Dave paused for a moment, and Redmond likewise reflected. Men entered through doors and from study halls; the students were studying the works of the greats and remembering each formation line from antiquity to 1871. Outside, the distant yell of “Company! Forward—march!” faintly vibrated through the windowpanes.

Thrum. Thrum. Bom. Bom. Bom.

“These heroes of antiquity ne’er saw a cannon ball,

Or knew the force of powder to slay their foes withal,

But our brave boys do know it—and none can compare!

With a tow—row—row—row—row—row for the Lamian Grenadiers!”

The cadets marched forward as the two stared outside. Still in their bright colors. Still waving the colors high above and never letting them fall. Their rifles raised like stakes, gleaming in the sun on this unusually hot January day. Pipe smoke and transparent chalk-dust hazed their vision.

“Class of 1900. The first of the new century.”

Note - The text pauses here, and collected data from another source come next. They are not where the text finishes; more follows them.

PR #382, opened 2017-07-31
Update concept of "default channel" per API change

z64:
Discord has (pending deployment at time of writing this PR) updated their API to remove the previous concept of the "default channel" being the channel with the same snowflake ID as the guild. It is now described as:

> ".. the channel with the highest position that their (the client) allows them to see (read)".

This API change also allows "default channels" to be deleted and hidden just like any other channel.

https://github.com/hammerandchisel/discord-api-docs/pull/329

### DIFF
--- a/lib/discordrb/data.rb
+++ b/lib/discordrb/data.rb
@@ -2667,9 +2667,18 @@ module Discordrb
       @owner = member(@owner_id) if exists
     end
 
-    # @return [Channel] The default channel on this server (usually called #general)
+    # The default channel is the text channel on this server with the highest position
+    # that the client has Read Messages permission on.
+    # @return [Channel] The default channel on this server
     def default_channel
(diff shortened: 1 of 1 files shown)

Redmond puffed onto his own mustache.

“Fortuitous for us ‘nintey niners. Or ominous, depending on the way things go.”

Dave nodded.

“But the New Army effort is really paying off. After our training exercises with the Dolgorukiy forces, I felt something different. A real unified force, not Havellian or Sowson, but Lamian.”

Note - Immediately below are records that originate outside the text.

PR #387, opened 2017-08-05
Make sure to always ratelimit preemptively, fixes #378

### LINKED ISSUE #378: Some requests fail to be preemptively rate limited
Running this produces a 429:
```rb
> 2.times { BOT.user(1) }
2017-07-19 16:50:00.529 main R Locking RL mutex (key: [:users_uid, nil]) for 0.928 seconds due to Discord rate limiting
```
Headers are present on the route:
```
x-ratelimit-limit →1
x-ratelimit-remaining →0
x-ratelimit-reset →1500483223
```
Body:
```json
{
    "global": false,
    "message": "You are being rate limited.",
    "retry_after": 278
}
```
I'm unsure how this gets by [this line](https://github.com/meew0/discordrb/blob/master/lib/discordrb/api.rb#L109).

I think this is specifically to do with 1/1 routes, but reactions are preemptively locked "correctly" so.. I'm not sure.

unleashy:
So basically, issue #378 happens because the `#user` method has this block of code in it:
```ruby
begin
  response = API::User.resolve(token, id)
rescue RestClient::ResourceNotFound
  return nil
end
```
As you can see, the `rescue` block makes sure to return `nil` in case a user is not found. However, this is thrown by RestClient. In `#request`, we have this:
```ruby
response = raw_request(type, attributes)

if response.headers[:x_ratelimit_remaining] == '0' && !mutex.locked?
  # handles preemptive ratelimiting
end
```
All `raw_request` does is delegate to RestClient for the request, and when RestClient gets a 404 it raises a `ResourceNotFound` exception which is then caught by the rescue block in #user, thus skipping the preemptive ratelimiting completely, and since #user calls a 1/1 route, you get b1nzy'd.

All I did was wrap the `#raw_request` call into an `begin-ensure` block that calls `#handle_preemptive_rl` that does the preemptive ratelimiting, so this makes sure that the preemptive ratelimiting handling is _always_ ran no matter what. This seems to fix the issue.

### DIFF
--- a/lib/discordrb/api.rb
+++ b/lib/discordrb/api.rb
@@ -114,7 +114,6 @@ module Discordrb::API
         if response
           handle_preemptive_rl(response, mutex, key) if response.headers[:x_ratelimit_remaining] == '0' && !mutex.locked?
         else
-          # technically this should never happen... but you know.
           Discordrb::LOGGER.ratelimit('Response was nil when trying to preemptively rate limit!!')
         end
       end
--- a/lib/discordrb/api.rb
+++ b/lib/discordrb/api.rb
@@ -140,7 +140,7 @@ module Discordrb::API
   end
 
   def handle_preemptive_rl(response, mutex, key)
-    Discordrb::LOGGER.debug "RL bucket depletion detected! Date: #{response.headers[:date]} Reset: #{response.headers[:x_ratelimit_reset]}"
+    Discordrb::LOGGER.ratelimit "RL bucket depletion detected! Date: #{response.headers[:date]} Reset: #{response.headers[:x_ratelimit_reset]}"
 
     now = Time.rfc2822(response.headers[:date])
     reset = Time.at(response.headers[:x_ratelimit_reset].to_i)
--- a/lib/discordrb/api.rb
+++ b/lib/discordrb/api.rb
@@ -104,20 +104,19 @@ module Discordrb::API
       # If the global mutex happens to be locked right now, wait for that as well.
       mutex_wait(@global_mutex) if @global_mutex.locked?
 
-      response = raw_request(type, attributes)
-
-      if response.headers[:x_ratelimit_remaining] == '0' && !mutex.locked?
-        Discordrb::LOGGER.ratelimit "RL bucket depletion detected! Date: #{response.headers[:date]} Reset: #{response.headers[:x_ratelimit_reset]}"
-
-        now = Time.rfc2822(response.headers[:date])
-        reset = Time.at(response.headers[:x_ratelimit_reset].to_i)
-
-        delta = reset - now
-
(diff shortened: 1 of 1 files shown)


lib/discordrb/api.rb
```diff
@@ -104,20 +104,19 @@ def request(key, major_parameter, type, *attributes)
...
+      begin
+        response = raw_request(type, attributes)
+      rescue RestClient::Exception => e
+        response = e.response
+        raise e
+      ensure
+        if response
+          handle_preemptive_rl(response, mutex, key) if response.headers[:x_ratelimit_remaining] == '0' && !mutex.locked?
+        else
+          # technically this should never happen... but you know.
```
z64: I don't think this comment needs to be here.

lib/discordrb/api.rb
```diff
@@ -140,6 +139,18 @@ def request(key, major_parameter, type, *attributes)
     response
   end
 
+  def handle_preemptive_rl(response, mutex, key)
```
z64: Could you add a docstring for this? At least a basic one like `#request` has, but feel free to go into more detail.

lib/discordrb/api.rb
```diff
@@ -140,6 +139,18 @@ def request(key, major_parameter, type, *attributes)
...
+    Discordrb::LOGGER.debug "RL bucket depletion detected! Date: #{response.headers[:date]} Reset: #{response.headers[:x_ratelimit_reset]}"
```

Two students crossed each other in the halls, appearing from the mundane study rooms.

“Guten tag.”

“Afternoon, chap.”

Both Redmond and Dave contemplated in cool silence.

“Maybe it will be enough. But I doubt centuries of sovereign tradition will give in to the whim of a few reformer generals,” the colonial officer concluded.

“There’s not much of a choice. Integration of the Old Guard and the Kaiserheer will happen, or the entire Lamian Republic will cease to exist.”

“Please. The new budget proposals will do the country in far before the Casingians ever could.”

And also the naval arms race, the overextension of her colonies, the ascendancy of the New World overtaking their place in the world where the sun never sets—

Dave sighed. “Just another relic. Why were we left to fix this abomination?”

At that moment, the bells of the church tolled in Northminster chime:

All through this hour.

Lord be my guide.

That by Thy power,

No foot shall slide.

“Things will come to pass, Lieutenant Parker,” Redmond rose and straightened his back. “We can only do good for ourselves and meet them.”

Bong. Bong. The long afternoon, stretching its shadow over the walls behind them.

It’s 2 o’clock.

Dave’s eyes wandered aimlessly as the past reality fell away into the abyss, and the disorienting new world built itself and walked. His hands smelled of blood.

Had it really been nearly a year since that day?